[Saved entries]
PR #364, opened 2018-06-02
WIP: SuggestionsListItem and Basepicker

machineloop:
WIP: Do not merge, just working out loud

### DIFF
--- a/src/components/SuggestionsList/SuggestionsListItem.tsx
+++ b/src/components/SuggestionsList/SuggestionsListItem.tsx
@@ -18,7 +18,7 @@ export interface SuggestionItem {
 }
 
 export interface SuggestionsListItemProps extends SuggestionItem, NestableBaseComponentProps {
-  searchText: string;
+  searchText?: string;
   isSelected: boolean;
   onSelect(id: string | number): void;
 }
--- a/src/components/UserPicker/UserPicker.tsx
+++ b/src/components/UserPicker/UserPicker.tsx
@@ -1,26 +1,49 @@
 /*! Copyright (c) Microsoft Corporation. All rights reserved. Licensed under the MIT license. */
 import '../../yamui';
-import { IBasePickerProps, IBasePickerSuggestionsProps, NormalPeoplePicker } from 'office-ui-fabric-react/lib/Pickers';
+import {
+  IBasePickerProps,
+  IBasePickerSuggestionsProps,
+  BasePicker,
+  IInputProps,
+} from 'office-ui-fabric-react/lib/Pickers';
 import * as React from 'react';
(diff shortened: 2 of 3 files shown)


src/components/SuggestionsList/SuggestionsListItem.tsx
```diff
@@ -18,7 +18,7 @@ export interface SuggestionItem {
 }
 
 export interface SuggestionsListItemProps extends SuggestionItem, NestableBaseComponentProps {
-  searchText: string;
+  searchText?: string;
```
machineloop: @richardtagger Seems I'll need to make some of the features optional, like I won't need to highlight search text in order to use SuggestionsListItem in place of the IPersona based list items...

src/components/UserPicker/UserPicker.tsx
```diff
@@ -1,26 +1,49 @@
...
+        onResolveSuggestions={this.onResolveSuggestions}
         className="y-userpicker__container"
         pickerSuggestionsProps={suggestionsClass}
-        onResolveSuggestions={onResolveSuggestions}
+        onRenderSuggestionsItem={this.onRenderSuggestions}
       />
     );
   }
+  private onRenderSuggestions = (props: any, itemProps: any) => {
+    return <SuggestionsListItem isSelected={true} onSelect={this.onSelect} />;
```
machineloop: @richardtagger Hmm, will I also need to handle bridging events like current selection, or will I need to make isSelected and onSelect optional props. Should I reconsider going away from the IPersona bound approach and just map props on SuggestionItem properties to the IPersona properties...

src/components/SuggestionsList/SuggestionsListItem.tsx
richardtagger: why cant you just pass it down?

richardtagger: the current search value I mean

src/components/UserPicker/UserPicker.tsx
richardtagger: How does BasePicker work with the JSX you pass - does it wrap it all in a click handler or?

richardtagger: `isSelected` - In BasePicker how does keyboard navigation work? If FocusZone or something else is taking care of things we should make this optional

I'm fine with the IPersona approach, though the point of YamUI is to look Yammery. It might not matter by this point however

swese44:
@machineloop i'd be happy to pair up and explore this if you're getting stuck

richardtagger:
Yes please @swese44 !

swese44:
closing in favor of https://github.com/Microsoft/YamUI/pull/412

PR #365, opened 2018-06-04
Move all enums.ts files to types.ts

swese44:
just for better consistency with our main repo


.prettierignore
```diff
@@ -1,6 +1,7 @@
 *.ejs
 package.json
 package-lock.json
+config/styleguide/config.js
```
unindented: Why do we want to avoid this file?

swese44: on commit, prettier kept removing parens around an arrow function's single arg which then fails the build

swese44: updating eslint rule instead

unindented: Ah, forgot we're running eslint on this codebase.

» TASK STATEMENT: Wherever the line holding "onSelect(id: string | number): void;" falls in the entries above, copy exactly from it through the line holding "import '../../yamui';", inclusive, and add nothing.

» EXERCISE RESULT:
   onSelect(id: string | number): void;
 }
--- a/src/components/UserPicker/UserPicker.tsx
+++ b/src/components/UserPicker/UserPicker.tsx
@@ -1,26 +1,49 @@
 /*! Copyright (c) Microsoft Corporation. All rights reserved. Licensed under the MIT license. */
 import '../../yamui';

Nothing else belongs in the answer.